=== Begin Enclosure ===

PR #5805, opened 2026-01-07
fix(deployment): hotfix bug in ingest config

theosanderson:
We were missing the right context for `.referenceGenomes`

Ingest now works:

🚀 Preview: https://fixbug3.loculus.org


anna-parker (approved):
thanks! preview looks healthy!

PR #5830, opened 2026-01-11
refactor(integration-tests): remove unused methods

chaoran-chen:
This removes unused code in the integration tests.

(This is using the branch from #5827 as base to avoid conflicts.)


theosanderson:
At first glance I'm not sure about this for most of these. These are all `.page.ts` files. 

I think it's fine for them to have functions that aren't used atm. IMO in their ideal state these files would capture every single functionality of the page in question.

Practical reasons to keep them:
- we might want to use them later
- (more relevant for me) they describe how to interact with these pages using playwright to AI agents

theosanderson:
But maybe we've ended up with a lot of duplication and maybe this broad brush approach is the easiest way to fix it, idk

chaoran-chen:
The problem is that we don't know whether they are actually correct and they can easily get out-of-date. I stumbled over this [here](https://github.com/loculus-project/loculus/pull/5827/files#diff-db886a04f25e74a7ff128cca180aacb5e10fded8c9dbe04b6551e7c8f43864b6L124) where Claude called the `submitRevision` function but it's actually wrong (there is no confirm button) and it took me a while to realize that the function had been unused (what made it more difficult was that the function itself was not directly unused but the functions that used it were).

theosanderson:
> The problem is that we don't know whether they are actually correct and they can easily get out-of-date.

I guess IMO this is true of features that we haven't yet added tests for too - but my solution there would be to add tests rather than remove them (and same here). [It's not a huge deal either way though, and I definitely agree with a good proportion of the removals]

chaoran-chen:
Closed in favor of #5852.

=== End Enclosure ===

(Action item):
Output each line of the listing in which the string "using" is found.

(Response):
(This is using the branch from #5827 as base to avoid conflicts.)
- (more relevant for me) they describe how to interact with these pages using playwright to AI agents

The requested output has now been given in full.